§ **Given data**
....................

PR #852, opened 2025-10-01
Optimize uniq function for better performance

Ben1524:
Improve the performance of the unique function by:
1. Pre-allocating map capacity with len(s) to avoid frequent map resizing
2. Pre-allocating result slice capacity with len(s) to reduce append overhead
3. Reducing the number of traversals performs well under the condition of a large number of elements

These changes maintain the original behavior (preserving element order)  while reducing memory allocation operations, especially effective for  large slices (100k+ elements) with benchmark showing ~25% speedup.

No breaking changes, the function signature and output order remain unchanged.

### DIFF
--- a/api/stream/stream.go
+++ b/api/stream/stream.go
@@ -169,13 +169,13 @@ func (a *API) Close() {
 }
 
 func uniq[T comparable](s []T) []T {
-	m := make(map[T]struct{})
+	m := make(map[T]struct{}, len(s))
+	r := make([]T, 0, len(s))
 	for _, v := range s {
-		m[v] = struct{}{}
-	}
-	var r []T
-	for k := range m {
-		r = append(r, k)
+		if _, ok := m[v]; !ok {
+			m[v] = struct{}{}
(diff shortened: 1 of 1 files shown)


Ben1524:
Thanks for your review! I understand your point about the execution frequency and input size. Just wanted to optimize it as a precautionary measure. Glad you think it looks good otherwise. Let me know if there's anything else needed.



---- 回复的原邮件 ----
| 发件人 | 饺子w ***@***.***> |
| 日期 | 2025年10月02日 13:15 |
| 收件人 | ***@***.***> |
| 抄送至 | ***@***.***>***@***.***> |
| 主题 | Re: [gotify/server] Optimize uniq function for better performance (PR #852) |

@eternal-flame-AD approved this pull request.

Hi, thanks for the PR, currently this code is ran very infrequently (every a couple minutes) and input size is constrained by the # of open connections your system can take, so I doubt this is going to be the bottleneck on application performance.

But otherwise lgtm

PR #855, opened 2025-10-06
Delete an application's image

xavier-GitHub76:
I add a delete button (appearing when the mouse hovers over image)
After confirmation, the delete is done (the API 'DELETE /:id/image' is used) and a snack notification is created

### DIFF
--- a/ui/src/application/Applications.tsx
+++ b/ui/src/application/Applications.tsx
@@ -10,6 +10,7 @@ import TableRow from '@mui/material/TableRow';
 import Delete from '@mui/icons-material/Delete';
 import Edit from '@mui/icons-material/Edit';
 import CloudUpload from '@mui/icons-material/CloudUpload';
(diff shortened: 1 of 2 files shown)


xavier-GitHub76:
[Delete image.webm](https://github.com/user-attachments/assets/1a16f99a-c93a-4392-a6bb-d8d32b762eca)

....................

§ **What to produce**
Write the lines out verbatim, from the one with "But otherwise lgtm" through the last line of the entries, and stop there.

§ **Solution to this task**
But otherwise lgtm

PR #855, opened 2025-10-06
Delete an application's image

xavier-GitHub76:
I add a delete button (appearing when the mouse hovers over image)
After confirmation, the delete is done (the API 'DELETE /:id/image' is used) and a snack notification is created

### DIFF
--- a/ui/src/application/Applications.tsx
+++ b/ui/src/application/Applications.tsx
@@ -10,6 +10,7 @@ import TableRow from '@mui/material/TableRow';
 import Delete from '@mui/icons-material/Delete';
 import Edit from '@mui/icons-material/Edit';
 import CloudUpload from '@mui/icons-material/CloudUpload';
(diff shortened: 1 of 2 files shown)


xavier-GitHub76:
[Delete image.webm](https://github.com/user-attachments/assets/1a16f99a-c93a-4392-a6bb-d8d32b762eca)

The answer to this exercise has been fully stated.